**Work required:**
Every entry below is to be copied exactly as written.

**Entries supplied:**

PR #5336, opened 2017-04-06
Discounts/Offers Module

patricmutwiri:
A module for displaying products with discounts.. 
image


danielkerr:
thx for the code but i can not accept this. in future please ask before coming up with these types of features. maybe its better to post in the marketplace.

**Written reply:**
PR #5336, opened 2017-04-06
Discounts/Offers Module

patricmutwiri:
A module for displaying products with discounts.. 
image


danielkerr:
thx for the code but i can not accept this. in future please ask before coming up with these types of features. maybe its better to post in the marketplace.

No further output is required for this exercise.